You know what they say, "Once you go Mac, you'll never go back". Best move I ever made was getting a mac.

I would consider speccing it from individual parts. I wanted a machine that included redundant hard drives for data protection, a powerful CPU and graphics card and lots of RAM, and almost completely silent. I built this machine from scratch and am very happy with it.

First, the machines from major manufacturers like Dell include very little variety. You have a "choice" of a powerhouse that sounds like a jet taking off or an anemic machine that is silent. No manufacturer made anything like what I wanted. There is a huge variety in enthusiast parts.
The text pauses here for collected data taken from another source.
PR #2771, opened 2026-05-30
[MTP] Gemma4 MTP implementation

Lumosis:
# Gemma4 MTP (Multi-Token Prediction) Implementation & KV-Sharing Support
## Summary
This PR introduces support for **Gemma4 Multi-Token Prediction (MTP)** speculative decoding. The core highlight of this implementation is a novel **cross-model KV-cache sharing mechanism** that allows the draft MTP layers to entirely share and redirect to the target (verifier) model's KV cache, significantly reducing the memory footprint during speculative decoding.

### 1. MTP KV-Cache Sharing
*   **New Utility (`tpu_inference/models/common/kv_share.py`)**: Implemented `compute_mtp_kv_share_map` to dynamically map Gemma4 MTP draft layers to their corresponding target verifier layers of the same type.
*   **Cache Redirection (`tpu_inference/runner/kv_cache_manager.py`)**: Integrated the KV-share map into `KVCacheManager`. When Gemma4 MTP is enabled, draft layers (e.g., `draft_layer.i`) are registered to redirect to the target model's KV cache layers (e.g., `layer.j`) via `self.shared_kv_cache_layers`, avoiding redundant cache allocation.
### 2. Gemma4 MTP Model & Weight Loading
*   **Layer Renaming (`tpu_inference/models/jax/gemma4_mtp.py`)**: Renamed MTP draft layers to use the `draft_layer.` prefix to distinguish them from target layers and enable clean KV-sharing redirection.
*   **LM Head & Embeddings (`tpu_inference/models/jax/gemma4_mtp.py`)**: 
    *   Switched to `JaxLmHead` for the LM head implementation.
    *   Added support for tied word embeddings during weight loading (unconditionally yielding `lm_head.weight` when `model.embed_tokens.weight` is loaded if embeddings are tied).
*   **Weight Permutation (`tpu_inference/models/jax/utils/weight_utils.py`)**: Added `centroids.weight` to the weight loader's permutation logic to support ordered embeddings.
### 3. Speculative Decoding Engine (`tpu_inference/spec_decode/jax/eagle3.py`)
*   **Constant Draft Positions**: Introduced `constant_draft_positions` (enabled when `use_gemma4_mtp` is True). In this mode, positions, sequence lengths, and block tables remain constant during the speculation loop rather than advancing sequentially, matching the MTP verifier cache sharing behavior.
*   **Query Start Location Helper**: Added `_get_loop_query_start_loc` to correctly generate `query_start_loc` inside the speculation loop when positions are constant.
*   **Embedding Sharing**: Enforced that the draft model's embed tokens unconditionally share the target model's embedding values when Gemma4 MTP is active.
### 4. TPU Runner & Async Scheduling (`tpu_inference/runner/tpu_runner.py`)
*   **Token Substitution (`_prepare_async_token_substitution_indices`)**: 
    *   Updated the helper to accept `scheduler_output` to correctly identify which requests are active in speculative decoding.
    *   Skipped token substitution for prefill requests (including chunked prefill).
    *   Enforced that normal decode requests (not doing spec decode) only substitute exactly 1 token.
---
## Verification / Testing
*   Leverages existing E2E speculative decoding integration tests (e.g., MTP + async scheduling + DP tests).
*   Verified that draft layers correctly redirect to target KV caches without extra allocation.

## Manual Verification

* Server command:
```
VLLM_XLA_CHECK_RECOMPILATION=1   MODEL_IMPL_TYPE=flax_nnx DRAFT_MODEL_IMPL_TYPE=flax_nnx vllm     serve google/gemma-4-31B-it     --max-model-len=2048     --max-num-seqs=1024     --tensor-parallel-size 8     --max-num-batched-tokens 16384     --no-enable-prefix-caching  --gpu-memory-utilization=0.8     --async-scheduling     --limit-mm-per-prompt '{"image": 0, "video": 0, "audio": 0}'     --block-size=256 --speculative-config '{"model": "google/gemma-4-31B-it-assistant", "num_speculative_tokens": 4}'
```

* Benchmark results:
```
(vllm_env) ranlihao_google_com@t1v-n-c23b5fbf-w-0:~/tpu-inference$ vllm bench serve --model=google/gemma-4-31B-it  --dataset-name=spec_bench --dataset-path=question.jsonl --spec-bench-category=summarization --num-prompt=100
INFO 06-07 22:52:59 [__init__.py:59] TPU info: node_name=ranlihao-v7e8 | tpu_type=tpu7x-8 | worker_id=0 | num_chips=8 | num_cores_per_chip=2
WARNING:absl:Tensorflow library not found, tensorflow.io.gfile operations will use native shim calls. GCS paths (i.e. 'gs://...') cannot be accessed.
INFO 06-07 22:53:02 [importing.py:46] Triton is installed but 0 active driver(s) found (expected 1). Disabling Triton to prevent runtime errors.
INFO 06-07 22:53:02 [importing.py:81] Triton not installed or not compatible; certain GPU-related functions will not be available.
WARNING 06-07 22:53:03 [tpu_platform.py:354] Pin memory is not supported on TPU.
INFO 06-07 22:53:03 [attention_interface.py:55] Using default RPA kernel
WARNING 06-07 22:53:03 [interface.py:255] Failed to import from vllm._C: ModuleNotFoundError("No module named 'vllm._C'")
WARNING 06-07 22:53:03 [interface.py:255] Failed to import from vllm._C: ModuleNotFoundError("No module named 'vllm._C'")
WARNING 06-07 22:53:03 [interface.py:255] Failed to import from vllm._C: ModuleNotFoundError("No module named 'vllm._C'")
WARNING 06-07 22:53:04 [interface.py:255] Failed to import from vllm._C: ModuleNotFoundError("No module named 'vllm._C'")
INFO 06-07 22:53:04 [__init__.py:115] Registered model loader `<class 'tpu_inference.models.jax.utils.weight_utils.JaxDummyModelLoader'>` with load format `jax_dummy`
INFO 06-07 22:53:04 [__init__.py:115] Registered model loader `<class 'tpu_inference.models.common.pathways_dummy_loader.PathwaysDummyModelLoader'>` with load format `pathways_dummy`
INFO 06-07 22:53:04 [__init__.py:115] Registered model loader `<class 'tpu_inference.models.vllm.vllm_model_loader.IncrementalModelLoader'>` with load format `tpu_streaming_loader`
WARNING 06-07 22:53:04 [__init__.py:104] Load format `runai_streamer` is already registered, and will be overwritten by the new loader class `<class 'tpu_inference.models.vllm.vllm_model_loader.RunaiIncrementalModelLoader'>`.
INFO 06-07 22:53:04 [__init__.py:115] Registered model loader `<class 'tpu_inference.models.vllm.vllm_model_loader.RunaiIncrementalModelLoader'>` with load format `runai_streamer`
WARNING:root:Duplicate op registration for aten.__and__
Namespace(subparser='bench', bench_type='serve', dispatch_function=<function BenchmarkServingSubcommand.cmd at 0x7e698335d8a0>, trust_remote_code=False, seed=0, num_prompts=100, dataset_name='spec_bench', no_stream=False, dataset_path='question.jsonl', no_oversample=False, skip_chat_template=False, enable_multimodal_chat=False, disable_shuffle=False, custom_output_len=256, custom_ensure_client_side_data=False, spec_bench_output_len=256, spec_bench_category='summarization', sonnet_input_len=550, sonnet_output_len=150, sonnet_prefix_len=200, sharegpt_output_len=None, timed_trace_chunk_hash_size=16, timed_trace_sec_multiplier=1, timed_trace_label_timestamp='timestamp', timed_trace_label_input_length='input_length', timed_trace_label_output_length='output_length', timed_trace_label_hash_ids='hash_ids', blazedit_min_distance=0.0, blazedit_max_distance=1.0, asr_max_audio_len_sec=inf, asr_min_audio_len_sec=0.0, random_input_len=1024, random_output_len=128, random_range_ratio='0.0', random_prefix_len=0, random_batch_size=1, no_reranker=False, random_mm_base_items_per_request=1, random_mm_num_mm_items_range_ratio=0.0, random_mm_limit_mm_per_prompt={'image': 255, 'video': 1}, random_mm_bucket_config={(256, 256, 1): 0.5, (720, 1280, 1): 0.5, (720, 1280, 16): 0.0}, hf_subset=None, hf_split=None, hf_name=None, hf_output_len=None, prefix_repetition_prefix_len=256, prefix_repetition_suffix_len=256, prefix_repetition_num_prefixes=10, prefix_repetition_output_len=128, speed_bench_dataset_subset='qualitative', speed_bench_output_len=4096, speed_bench_category=None, label=None, backend='openai', base_url=None, host='127.0.0.1', port=8000, endpoint='/v1/completions', header=None, max_concurrency=None, model='google/gemma-4-31B-it', input_len=None, output_len=None, tokenizer=None, tokenizer_mode='auto', use_beam_search=False, logprobs=None, request_rate=inf, burstiness=1.0, disable_tqdm=False, num_warmups=0, profile=False, save_result=False, save_detailed=False, append_result=False, metadata=None, result_dir=None, result_filename=None, ignore_eos=False, self_timed=None, percentile_metrics=None, metric_percentiles='99', goodput=None, request_id_prefix='bench-0504d521-', top_p=None, top_k=None, min_p=None, temperature=None, frequency_penalty=None, presence_penalty=None, repetition_penalty=None, served_model_name=None, lora_modules=None, lora_assignment='random', ramp_up_strategy=None, ramp_up_start_rps=None, ramp_up_end_rps=None, ready_check_timeout_sec=0, chat_template_kwargs=None, extra_body=None, skip_tokenizer_init=False, insecure=False, plot_timeline=False, timeline_itl_thresholds='25,50', plot_dataset_stats=False)
INFO 06-07 22:53:06 [datasets.py:315] Oversampled requests to reach 100 total samples.
WARNING: vllm bench serve no longer sets temperature==0 (greedy) in requests by default. The default will be determined on the server side and can be model/API specific. For the old behavior, include --temperature=0.
Starting initial single prompt test run...
Skipping endpoint ready check.
Starting main benchmark run...
Traffic request rate: inf
Burstiness factor: 1.0 (Poisson process)
Maximum request concurrency: None
100%|█████████████████████████████████████████████████████████████████████████████████████████████████████████████████████████████████████████████████████████████| 100/100 [00:06<00:00, 15.17it/s]
tip: install termplotlib and gnuplot to plot the metrics
Successful requests:                     100       
Benchmark duration (s):                  6.59      
Total input tokens:                      72692     
Total generated tokens:                  13108     
Request throughput (req/s):              15.17     
Output token throughput (tok/s):         1988.01   
Peak output token throughput (tok/s):    1285.00   
Peak concurrent requests:                100.00    
Total token throughput (tok/s):          13012.73  
Mean TTFT (ms):                          1462.14   
Median TTFT (ms):                        1621.97   
P99 TTFT (ms):                           2497.73   
Mean TPOT (ms):                          30.93     
Median TPOT (ms):                        30.03     
P99 TPOT (ms):                           49.30     
Mean ITL (ms):                           86.66     
Median ITL (ms):                         74.30     
P99 ITL (ms):                            543.01    
---------------Speculative Decoding---------------
Acceptance rate (%):                     50.62     
Acceptance length:                       3.02      
Drafts:                                  4345      
Draft tokens:                            17380     
Accepted tokens:                         8797      
Per-position acceptance (%):
  Position 0:                            75.49     
  Position 1:                            55.56     
  Position 2:                            41.31     
  Position 3:                            30.10     
```

# Checklist

### DIFF
--- a/tpu_inference/models/jax/utils/weight_utils.py
+++ b/tpu_inference/models/jax/utils/weight_utils.py
@@ -909,8 +909,6 @@ class JaxAutoWeightsLoader(AutoWeightsLoader):
                     permute_dims = (1, 2, 0)
                 elif "embed_tokens.weight" in name:
                     permute_dims = (0, 1)
-                elif "centroids.weight" in name:
-                    permute_dims = (0, 1)
                 elif "lm_head" in name:
                     permute_dims = (1, 0)
 
--- a/tpu_inference/models/jax/utils/weight_utils.py
+++ b/tpu_inference/models/jax/utils/weight_utils.py
@@ -909,6 +909,8 @@ class JaxAutoWeightsLoader(AutoWeightsLoader):
                     permute_dims = (1, 2, 0)
                 elif "embed_tokens.weight" in name:
                     permute_dims = (0, 1)
+                elif "centroids.weight" in name:
+                    permute_dims = (0, 1)
                 elif "lm_head" in name:
                     permute_dims = (1, 0)
 
--- a/tpu_inference/runner/tpu_runner.py
+++ b/tpu_inference/runner/tpu_runner.py
@@ -1741,16 +1741,12 @@ class TPUModelRunner(KVConnectorModelRunnerMixin, LoRAModelRunnerMixin):
 
     def _prepare_async_token_substitution_indices(
             self, req_ids_dp, scheduled_tokens_per_dp_rank,
-            padded_num_scheduled_tokens_per_dp_rank, dp_size,
-            scheduler_output: "VllmSchedulerOutput"):
+            padded_num_scheduled_tokens_per_dp_rank, dp_size):
         """Prepare token substitution indices for async scheduling."""
         # For input_ids substitution.
         token_in_tpu_cur_input_indices_dp = {}
         token_in_tpu_pre_next_tokens_indices_dp = {}
         spec_decode_enabled = (self.speculative_config is not None)
-
-        spec_decode_req_ids = set(scheduler_output.scheduled_spec_decode_tokens
-                                  .keys()) if spec_decode_enabled else set()
 
         for dp_rank in range(dp_size):
             token_in_tpu_cur_input_indices_dp[dp_rank] = []
@@ -1768,20 +1764,25 @@ class TPUModelRunner(KVConnectorModelRunnerMixin, LoRAModelRunnerMixin):
 
             for i, req_id in enumerate(req_ids_dp[dp_rank]):
                 acc_cur_len += num_scheduled_tokens_per_req[i]
-                if req_id not in self._pre_async_results.placeholder_req_id_to_index:
-                    continue
 
                 req_idx = self.input_batch.req_id_to_index[req_id]
                 is_prefill = self.input_batch.num_computed_tokens_cpu[
                     req_idx] < self.input_batch.num_prompt_tokens[req_idx]
 
+                # We need an explicit `is_prefill` check here because of preemption.
+                # If a request is preempted and immediately resumed, it goes back to
+                # the prefill stage. However, its `req_id` might still be in
+                # `_pre_async_results.placeholder_req_id_to_index` from the previous step.
+                # Without this check, we would incorrectly perform token substitution
+                # for a resumed prefill request.
                 if is_prefill:
                     # Skip substitution for prefill requests (including chunked prefill)
                     continue
 
-                req_doing_spec_decode = req_id in spec_decode_req_ids
+                if req_id not in self._pre_async_results.placeholder_req_id_to_index:
+                    continue
 
-                if not req_doing_spec_decode:
+                if not spec_decode_enabled:
                     # Treat as normal decode: substitute 1 token
                     assert num_scheduled_tokens_per_req[i] == 1, (
                         f"Expected 1 token for normal decode request {req_id}, "
@@ -1866,6 +1867,7 @@ class TPUModelRunner(KVConnectorModelRunnerMixin, LoRAModelRunnerMixin):
             scheduled_tokens_cur_rank = scheduled_tokens_per_dp_rank[rank]
             for i, req_id in enumerate(req_ids_dp[rank]):
                 acc_cur_len += scheduled_tokens_cur_rank[i]
+
                 if req_id not in self._pre_async_results.placeholder_req_id_to_index:
                     continue
 
@@ -1930,8 +1932,7 @@ class TPUModelRunner(KVConnectorModelRunnerMixin, LoRAModelRunnerMixin):
                 token_in_tpu_pre_next_tokens_indices_dp,
             ) = self._prepare_async_token_substitution_indices(
                 req_ids_dp, scheduled_tokens_per_dp_rank,
-                padded_num_scheduled_tokens_per_dp_rank, dp_size,
-                scheduler_output)
+                padded_num_scheduled_tokens_per_dp_rank, dp_size)
 
         self.device_buffer.reset()
 
--- a/tpu_inference/runner/tpu_runner.py
+++ b/tpu_inference/runner/tpu_runner.py
@@ -954,6 +954,7 @@ class TPUModelRunner(KVConnectorModelRunnerMixin, LoRAModelRunnerMixin):
         self,
         grammar_output: "GrammarOutput | None",
     ) -> ModelRunnerOutput | AsyncTPUModelRunnerOutput:
+
         if self.execute_model_state is None:
             # This can happen in pipeline parallel case.
             return EMPTY_MODEL_RUNNER_OUTPUT
@@ -1175,6 +1176,7 @@ class TPUModelRunner(KVConnectorModelRunnerMixin, LoRAModelRunnerMixin):
         # TODO: make _get_input_ids_embeds within this context
         # NOTE: right now, mm model will use embeddings as the input,
         # but text-only model will use input_ids
+
         with self.maybe_forbid_compile:
             with set_forward_context(
                     None,
@@ -1183,6 +1185,8 @@ class TPUModelRunner(KVConnectorModelRunnerMixin, LoRAModelRunnerMixin):
                     scheduler_output) as kv_connector_output:
                 # NOTE(Wenlong): It takes both `input_ids` and `inputs_embeds`,
                 # but one of them would be `None`
+
+
                 (self.kv_caches, hidden_states, aux_hidden_states,
                  expert_indices) = self.model_fn(
                      self.state_leaves,
@@ -1197,6 +1201,7 @@ class TPUModelRunner(KVConnectorModelRunnerMixin, LoRAModelRunnerMixin):
                      self.is_first_rank,
                      self.is_last_rank,
                  )
+
             if not self.is_last_rank:
                 assert isinstance(hidden_states, JaxIntermediateTensors)
                 hidden_states.kv_connector_output = kv_connector_output
@@ -1257,6 +1262,7 @@ class TPUModelRunner(KVConnectorModelRunnerMixin, LoRAModelRunnerMixin):
                 lora_metadata,
             )
 
+
         self.execute_model_state = ExecuteModelState(
             scheduler_output=scheduler_output,
             attn_metadata=attn_metadata,
@@ -1309,6 +1315,7 @@ class TPUModelRunner(KVConnectorModelRunnerMixin, LoRAModelRunnerMixin):
 
         processed_bonus_logits = None
         if spec_decode_metadata is None:
+
             logits = logits.astype(jnp.float32)
             with self.maybe_forbid_compile:
                 next_tokens, processed_logits = sample(
@@ -1317,6 +1324,7 @@ class TPUModelRunner(KVConnectorModelRunnerMixin, LoRAModelRunnerMixin):
                     logits,
                     tpu_sampling_metadata,
                 )
+
         else:
             if tpu_sampling_metadata.do_sampling:
                 bonus_rng, rejection_rng = jax.random.split(step_rng)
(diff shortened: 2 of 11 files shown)


tpu_inference/models/jax/utils/weight_utils.py
```diff
@@ -909,6 +909,8 @@ def __init__(self,
                     permute_dims = (1, 2, 0)
                 elif "embed_tokens.weight" in name:
                     permute_dims = (0, 1)
+                elif "centroids.weight" in name:
```
lk-chen: plz check comment at line 884, for modules "beyond standard transformers, please consider setting weight_loader."

lk-chen (approved):

jrplatin (approved):

tpu_inference/runner/tpu_runner.py
```diff
@@ -1768,7 +1771,21 @@ def _prepare_async_token_substitution_indices(
                 if req_id not in self._pre_async_results.placeholder_req_id_to_index:
                     continue
 
-                if not spec_decode_enabled:
+                req_idx = self.input_batch.req_id_to_index[req_id]
+                is_prefill = self.input_batch.num_computed_tokens_cpu[
+                    req_idx] < self.input_batch.num_prompt_tokens[req_idx]
+
+                if is_prefill:
```
gxd3, line 1778: in line 1771 - 1772, 

```
if req_id not in self._pre_async_results.placeholder_req_id_to_index:
                    continue
```
should be doing the exact same thing, i.e. skip substitute for prefill tokens segment, 
if we don't change `_prepare_async_token_substitution_indices()`, will some test fail?

tpu_inference/spec_decode/jax/eagle3.py
gxd3, line 310: since Gemma drafter share KV cache with Target model,
This means Gemma drafter model should not run "prefilling" at all (prefill is just to populate the KV cache), therefore we probably need to update the logic in `_prepare_inputs` to skip prefill tokens.

tpu_inference/spec_decode/jax/eagle3.py
```diff
@@ -66,6 +66,8 @@ def __init__(
         self.rng_key = jax.random.key(self.vllm_config.model_config.seed)
```
gxd3, line 66: Just curious:
w.r.t. "Acceptance rate (%):                     50.62  " in the E2E test, wonder if we have run GPU vLLM using the same benchmark to confirm the accept rate is on par between vLLM GPU vs TPU-inference to verify things are correct?

tpu_inference/spec_decode/jax/eagle3.py
gxd3, line 632: qq: where in the code to tell the drafter's layer not to perform kv cache update within the attention kernel? (drafter only read target's kv cache, should not perform write?)

tpu_inference/runner/tpu_runner.py
Lumosis: You are right. Taking a second look, line 1771-1772 does intend to solve the same issue. But it missed the `preemption` case. If a request got preempted&resumed, its req_id will be in placeholder_req_id_to_index while it's in prefill stage. I'll delete the first check.

tpu_inference/spec_decode/jax/eagle3.py
Lumosis: I did some initial testing and it looks good. Extensive testing is in progress

tpu_inference/spec_decode/jax/eagle3.py
Lumosis: Please check gemma4_mtp.py line 285

gxd3: saw `update_kv_cache=False` in `Gemma4MTPAttention`.
Thanks for the pointer!

Lumosis: Good point. Updated. In fact, no Eagle3-like draft model (even non-KV-sharing ones like Llama-Eagle3) ever needs to run prefilling over the prompt. The draft model feeds on the target model's output hidden states (which already encode the entire prompt context), the speculator only ever needs 1 token of input (the newly sampled token) to begin drafting.

tpu_inference/runner/tpu_runner.py
```diff
@@ -1765,10 +1768,25 @@ def _prepare_async_token_substitution_indices(
...
+                    # Skip substitution for prefill requests (including chunked prefill)
+                    continue
+
                 if req_id not in self._pre_async_results.placeholder_req_id_to_index:
                     continue
 
-                if not spec_decode_enabled:
+                req_doing_spec_decode = req_id in spec_decode_req_ids
+
+                if not req_doing_spec_decode:
```
gxd3: if "spec_decode_enabled" is true (even if the current req's draft-len=0),
we should take the else code path starting from line 1794,
because the previous sampling output array format is conditioned on whether "spec_decode_enabled":
https://screenshot.googleplex.com/7CSDZC6izKHh7Mw

tpu_inference/spec_decode/jax/eagle3.py
gxd3: for normal/classic Eagle3-like draft model, it does need to run prefill on the prompt tokens (left shifted by 1) to populate the drafter's own KV cache?

tpu_inference/runner/tpu_runner.py
Lumosis: Yea, you are right. Sorry for missing that part. Thanks for pointing out.

tpu_inference/spec_decode/jax/eagle3.py
Lumosis: Sorry for the confusion, I double checked with experiments: it does still need to run prefill on prompt tokens in the first iteration.

gxd3, line 360: discussed offline, let's revert the changes in `prepare_inputs` to make things simpler and less error prone.
Perhaps leave a comment about Gemma4 MTP (doing prefill for Gemma4 drafter is basically no-op, wasting a bit of work (as drafter won't write kv cache), but won't affect correctness)

tpu_inference/runner/tpu_runner.py
gxd3: discussed offline, preemption may affect / trigger bugs elsewhere in the tpu-runner (as preemption affect other things as well beside spec decoding ), perhaps leave a comment about it.

gxd3 (approved):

Second, I got higher quality components. I've cracked open Dell machines half a dozen times and found poor quality parts. For example, my parents were having trouble playing a train game with 3d graphics. The board had a video card slot, but it turned out Dell had disabled the video slot in the BIOS to prevent it from being upgraded. As a result my parents had to buy a brand new machine they did not need. I also bought four machines from Dell one time and all four died within 9 months. It turned out the drives they used had been recalled by the manufacturer before Dell shipped them. Manufacturers like Dell compete on price not on quality. You will get far better quality parts from a custom build.

I would consider picking the individual parts yourself and either putting it together yourself or getting your favorite shop to build it. I can give more details or parts recommendations if you are interested in going this route.

Thanks for the recommendation of Metro Computer Works. Took our dead laptop to them yesterday to try to recover the data that was there. He had the same recommendation for us - turn the hard drive into a portable drive - but didn't have any boxes on hand. I asked him if I could find the appropriate equipment at Frye's and he sent me on my way to do it on my own - no charge even!